Human-Centric Anomaly Detection in Surveillance Videos Using YOLO-World and Spatio-Temporal Deep Learning
This addresses the problem of detecting diverse abnormal events in surveillance videos for security applications, representing an incremental improvement through method integration.
The paper tackles anomaly detection in surveillance videos by proposing a deep learning framework that integrates human-centric preprocessing with spatio-temporal modeling, achieving 92.41% mean test accuracy on a five-class subset of the UCF-Crime dataset.

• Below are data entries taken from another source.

PR #575, opened 2017-07-17
Migrations without config file

courte:
This merges the `sys.exit()` changes from master. It also sweeps away some lingering columns and Collection data from 1.1.23.


migration/20170713-17-move-externalintegration-columns-to-settings.sql
```diff
@@ -37,3 +37,10 @@ UPDATE collections c
 SET external_integration_id = e.id
 FROM externalintegrations e
 WHERE e.protocol = 'OPDS Import' and c.external_integration_id is null;
+
+ALTER TABLE collections DROP COLUMN protocol;
```
leonardr: Does this need an IF EXISTS or will it always be there at this point?

courte: It should always be there, but it makes sense to add `if exists` in general. No sense creating unhelpful migration errors.

Issue #579, opened 2017-07-20
Crash when search index alias already exists but as an index, not an alias


leonardr:
Brooklyn's QA Elasticsearch server has an index called "circulation-works-current". When `ExternalSearchIndex.set_works_index_and_alias` runs, it doesn't find an alias called "circulation-works-current" (because it's an index, not an alias), so it tries to create one, which causes a crash.

This is a problem in 1.1 but I think it becomes an even bigger problem in 2.0 since you can edit the name of the alias in the admin interface.

This needs to be addressed in code (I have a workaround but don't know if it's the best solution) and there's also an operational aspect of this where Brooklyn's server(s) should probably be changed.

PR #580, opened 2017-07-20
Avoid a crash if the supposed search alias exists as an index

leonardr:
I'm not sure if this is the right fix for https://github.com/NYPL-Simplified/server_core/issues/579, but it works and I figure it's a good place to start.

### DIFF
--- a/external_search.py
+++ b/external_search.py
@@ -86,29 +86,28 @@ class ExternalSearchIndex(object):
         except Exception, e:
             found_index = False
 
-        if found_index:
-            # The alias exists as an index. This isn't supposed to happen,
-            # but we can avoid a meltdown now by doing nothing.
-            self.log.error(
-                'Supposed alias "%s" already exists, as an index.',
-                current_alias
-            )
-            return
-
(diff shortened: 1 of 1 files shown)


external_search.py
```diff
@@ -80,13 +80,30 @@ def set_works_index_and_alias(self, current_alias):
...
+            found_index = False
+
+        if found_index:
+            # The alias exists as an index. This isn't supposed to happen,
+            # but we can avoid a meltdown now by doing nothing.
+            self.log.error(
+                'Supposed alias "%s" already exists, as an index.',
+                current_alias
+            )
+            return
```
aslagle: So after this we'd end up with self.works_index = None?

leonardr: That's a problem. It works when I run it for real (not sure how) but it makes tests fail.

aslagle: It may be able to read from the index without that but not write to the index.

leonardr:
We've decided to fix the BPL index manually and address this problem in 2.0.

PR #584, opened 2017-07-26
Fix Axis configuration error import

courte:
Fixes a small import bug reported by datalogics


courte:
I'm going to pull this against both `master` and `1.x`, once it's been approved.

leonardr:
When you merge with 1.x, would you do me a favor and also merge https://github.com/NYPL-Simplified/server_core/pull/587/files ?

Anomaly detection in surveillance videos remains a challenging task due to the diversity of abnormal events, class imbalance, and scene-dependent visual clutter. To address these issues, we propose a robust deep learning framework that integrates human-centric preprocessing with spatio-temporal modeling for multi-class anomaly classification. Our pipeline begins by applying YOLO-World - an open-vocabulary vision-language detector - to identify human instances in raw video clips, followed by ByteTrack for consistent identity-aware tracking. Background regions outside detected bounding boxes are suppressed via Gaussian blurring, effectively reducing scene-specific distractions and focusing the model on behaviorally relevant foreground content. The refined frames are then processed by an ImageNet-pretrained InceptionV3 network for spatial feature extraction, and temporal dynamics are captured using a bidirectional LSTM (BiLSTM) for sequence-level classification. Evaluated on a five-class subset of the UCF-Crime dataset (Normal, Burglary, Fighting, Arson, Explosion), our method achieves a mean test accuracy of 92.41% across three independent trials, with per-class F1-scores consistently exceeding 0.85. Comprehensive evaluation metrics - including confusion matrices, ROC curves, and macro/weighted averages - demonstrate strong generalization and resilience to class imbalance. The results confirm that foreground-focused preprocessing significantly enhances anomaly discrimination in real-world surveillance scenarios.